There are plenty of ways you can make an old video game concept feel fresh again. You can gussy up the graphics, turn 2D into 3D, or maybe even slap some recognizable personalities on the box, be they fictional or otherwise. However, Nervous Brickdown goes its own route--or should we say routes? It offers a suite of unique variations on the classic brick-and-bat gameplay typified by such games as Breakout and Arkanoid. Some of the variants in Nervous Brickdown offer just a simple twist, while others virtually rewrite the formula, sometimes making the game feel more like a shooter or a dungeon crawler than a Breakout clone. The differences also go beyond just the mechanics, with each variant sporting a striking visual style and some fitting, often quite catchy, music. The results aren't always consistent, but Nervous Brickdown hits more often than it misses.
Who knew a Breakout clone could be so much fun in 2007?

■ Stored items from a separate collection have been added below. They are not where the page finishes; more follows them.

PR #2667, opened 2023-10-10
upgrade/extended: Add rollout_wariness=0 to curl updates

gursewak1997:
Adding this option so we pick the changes to the edges to point to the latest release during the rollout window.


dustymabe (approved):
LGTM

PR #2668, opened 2023-10-12
[next-devel] overrides: fast-track curl-8.2.1-3.fc39

coreosbot-releng:
Requested by @travier via [GitHub workflow](https://github.com/coreos/fedora-coreos-config/actions/workflows/add-override.yml) ([source](https://github.com/coreos/fedora-coreos-config/blob/testing-devel/.github/workflows/add-override.yml)).


dustymabe (approved):
LGTM

PR #2670, opened 2023-10-12
tests/ignition: check file ownership for system users

HuijingHei:
Based on https://github.com/coreos/fedora-coreos-config/pull/774

### DIFF
--- a/tests/kola/ignition/sysusers/config.bu
+++ b/tests/kola/ignition/sysusers/config.bu
@@ -1,12 +1,11 @@
----
 variant: fcos
-version: 1.0.0
+version: 1.4.0
 storage:
   files:
-    - path: /etc/zincati/config.d/00-dummy-placeholder.toml
+    - path: /etc/dnsmasq/config.d/00-dummy-placeholder.toml
       mode: 0644
       user:
-        name: "zincati"
+        name: "dnsmasq"
       contents:
         inline: |
           # Dummy placeholder
--- a/tests/kola/ignition/sysusers/config.fcc
+++ b/tests/kola/ignition/sysusers/config.fcc
@@ -1,0 +1,12 @@
+---
+variant: fcos
+version: 1.0.0
+storage:
+  files:
+    - path: /etc/zincati/config.d/00-dummy-placeholder.toml
+      mode: 0644
+      user:
+        name: "zincati"
+      contents:
+        inline: |
+          # Dummy placeholder
--- a/tests/kola/ignition/sysusers/data/commonlib.sh
+++ b/tests/kola/ignition/sysusers/data/commonlib.sh
@@ -1,0 +1,1 @@
+../../../data/commonlib.sh
--- a/tests/kola/ignition/sysusers/test.sh
+++ b/tests/kola/ignition/sysusers/test.sh
@@ -1,20 +1,17 @@
 #!/usr/bin/env bash
-set -euo pipefail
+## kola:
+##   platforms: qemu
+##   description: Verify file ownership can reference system users.
 
-ok() {
-    echo "ok" "$@"
-}
+set -xeuo pipefail
 
-fatal() {
-    echo "$@" >&2
-    exit 1
-}
+. "$KOLA_EXT_DATA/commonlib.sh"
 
-TARGET="/etc/zincati/config.d/00-dummy-placeholder.toml"
+TARGET="/etc/dnsmasq/config.d/00-dummy-placeholder.toml"
 OWNER=$(stat -c '%U' "${TARGET}")
 
 # make sure the placeholder file is owned by the proper system user.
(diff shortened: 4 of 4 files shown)


HuijingHei:
Check the test is passed without `ignition-ostree-sysusers.service` in https://github.com/coreos/fedora-coreos-config/pull/774, still not quite sure where the fix is.
```
$ kola run -E fedora-coreos-config --qemu-image rhcos-414.92.202310100209-0-qemu.x86_64.qcow2 ext.fedora-coreos-config.ignition.sysusers
=== RUN   ext.fedora-coreos-config.ignition.sysusers
--- PASS: ext.fedora-coreos-config.ignition.sysusers (41.09s)
PASS, output in _kola_temp/qemu-2023-10-12-1412-79

$ kola run -E fedora-coreos-config --qemu-image fedora-coreos-38.20231009.20.0-qemu.x86_64.qcow2 ext.fedora-coreos-config.ignition.sysusers
=== RUN   ext.fedora-coreos-config.ignition.sysusers
--- PASS: ext.fedora-coreos-config.ignition.sysusers (40.49s)
PASS, output in _kola_temp/qemu-2023-10-12-1420-138
```

jmarrero (dismissed):
lgtm

travier:
Some context for https://github.com/coreos/fedora-coreos-config/pull/774:

The use case where we need to run sysusers in the initramfs (https://github.com/coreos/fedora-coreos-config/pull/774) is when you want to declare a system user in a sysusers config file (written by Ignition to the real root) and also include a file in the Ignition config that is owned by that new system user. As the users will not be created in the real root when ignition-files runs, it would fail.

So we need something like https://github.com/coreos/fedora-coreos-config/pull/774 to pre-create the users so that Ignition can set the ownership of the files it writes to the real root.

---

This test looks fine to me but I'm not sure how much we already have testing that in kola.

HuijingHei:
> Some context for #774:
> 
> The use case where we need to run sysusers in the initramfs (#774) is when you want to declare a system user in a sysusers config file (written by Ignition to the real root) and also include a file in the Ignition config that is owned by that new system user. As the users will not be created in the real root when ignition-files runs, it would fail.

Thanks @travier for the info, I tried the following Ignition config, it works in `fedora-coreos-38.20231009.20.0`, is this what you meant? Can I understand the issue is fixed without #774 ?

```
$ cat config.bu 
variant: fcos
version: 1.5.0
passwd:
  users:
    - name: newuser
storage:
  files:
    - path: /etc/newuser/config.d/00-dummy-placeholder.toml
      mode: 0644
      user:
        name: "newuser"
      contents:
        inline: |
          # Dummy placeholder

[coreos-assembler]$ cosa run --qemu-image fedora-coreos-38.20231009.20.0-qemu.x86_64.qcow2 -m 4096 -B config.bu

[core@cosa-devsh ~]$ ls -l /etc/newuser/config.d/00-dummy-placeholder.toml
-rw-r--r--. 1 newuser root 20 Oct 13 13:28 /etc/newuser/config.d/00-dummy-placeholder.toml

```

HuijingHei:
Thanks @jmarrero @travier for the review, update the test script, might need re-review, thanks!

travier:
Here is an example config that should fail:

```
variant: fcos
version: 1.5.0
storage:
  files:
    - path: /etc/foo
      user:
        name: "foo"
      contents:
        inline: |
          # Dummy placeholder
    - path: /etc/sysusers.d/foo.conf
      contents:
        inline: |
          u foo - "Foo user" - -
```

See: https://www.freedesktop.org/software/systemd/man/sysusers.d.html

HuijingHei:
> Here is an example config that should fail:
> 
> ```
> variant: fcos
> version: 1.5.0
> storage:
>   files:
>     - path: /etc/foo
>       user:
>         name: "foo"
>       contents:
>         inline: |
>           # Dummy placeholder
>     - path: /etc/sysusers.d/foo.conf
>       contents:
>         inline: |
>           u foo - "Foo user" - -
> ```
> 
> See: https://www.freedesktop.org/software/systemd/man/sysusers.d.html


This should fail with `ignition-ostree-sysusers.service` refer to https://github.com/coreos/fedora-coreos-config/pull/774#issuecomment-745427947

jlebon:
So the issue here is that the `sysusers.d` dropin gets written by the files stage, so it's not yet present when the new `ignition-ostree-sysusers.service` unit in #2679 runs.

I commented in https://github.com/coreos/fedora-coreos-tracker/issues/155#issuecomment-1775749284 to try to keep design discussions there.

HuijingHei:
Thanks @jlebon @travier for the reply.

Does this script make sense?
Can I understand that we support that the entries in Ignition configuration can reference the existed system users (see [doc](https://docs.fedoraproject.org/en-US/fedora-coreos/managing-files/))?

PR #2673, opened 2023-10-15
[next-devel] overrides: fast-track downgraded packages

marmijo:
F39 is now in final freeze. This means some packages in F38 will sort as newer than packages in F39. We'll prevent downgrades by fast-tracking any packages that would violoate this "no downgrade" rule.

Today they are: aardvark-dns, fwupd, google-compute-engine-guest-configs, grub2, gvisor-tap-vsock, gcc, libnet, libsolv, netavark, passt, rpm-ostree, selinux-policy, vim, zchunk.

PR #2680, opened 2023-10-19

marmijo:
F39 is now in final freeze. This means some packages in F38 will sort as newer than packages in F39. We'll prevent downgrades by fast-tracking any packages that would violoate this "no downgrade" rule.

I missed `aardvark-dns` in last week's PR: https://github.com/coreos/fedora-coreos-config/pull/2673, so I'm adding it now. `kernel` is also on the downgraded list this week.


jlebon (approved):

dustymabe (approved):
LGTM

The beauty of using such a familiar gameplay template is that Nervous Brickdown feels immediately familiar; before you even realize anything weird is going on, you can jump right into the game. Using the stylus, you drag a paddle back and forth across the bottom screen, bouncing a ball into a field of destructible bricks on the top screen. The game acknowledges its biggest influences in its first stage, a very sincere homage to both Breakout and Arkanoid. Power-ups will drift down the screen when you hit certain bricks, there's a glassy, vibrant visual style, and there's repetitive but undeniably catchy synthesizer music that could've been ripped straight from an '80s arcade game.

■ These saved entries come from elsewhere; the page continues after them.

PR #2684, opened 2023-10-20
buildroot: Enable testing-devel

cgwalters:
Shorten the cycle for using new ostree in CI.

### DIFF
--- a/ci/buildroot/install-buildroot.sh
+++ b/ci/buildroot/install-buildroot.sh
@@ -3,6 +3,10 @@ set -euo pipefail
 
 # This is invoked by Dockerfile
 
+dnf -y install dnf-plugins-core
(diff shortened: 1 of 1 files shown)


cgwalters:
Motivated by https://github.com/coreos/rpm-ostree/pull/4640

dustymabe:
any potential downsides to doing this?

ci/buildroot/install-buildroot.sh
```diff
@@ -3,6 +3,9 @@ set -euo pipefail
 
 # This is invoked by Dockerfile
```
dustymabe, line 5: Optional: Might be useful to add a comment with rationale here for why this is useful

dustymabe (dismissed):
Code changes LGTM

cgwalters:
(This isn't tested by this CI, so merging)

After you clear the first 10 levels and advance to the next stage, things start getting a little stranger. The game shifts style completely, looking like a notebook full of doodles accompanied by a blipping background track that makes interesting use of vocal samples. Instead of rectangular blocks, you'll be knocking the ball against ink blots with a paddle that you'll actually have to draw yourself. How you draw the paddle will determine how the ball will bounce off of it, implicitly encouraging some avant-garde paddle design. Furthermore, in this stage, as well as a few others, the paddle isn't restricted to horizontal movement, allowing you to move the paddle freely about the bottom screen and making it possible to put some real heat behind your hits.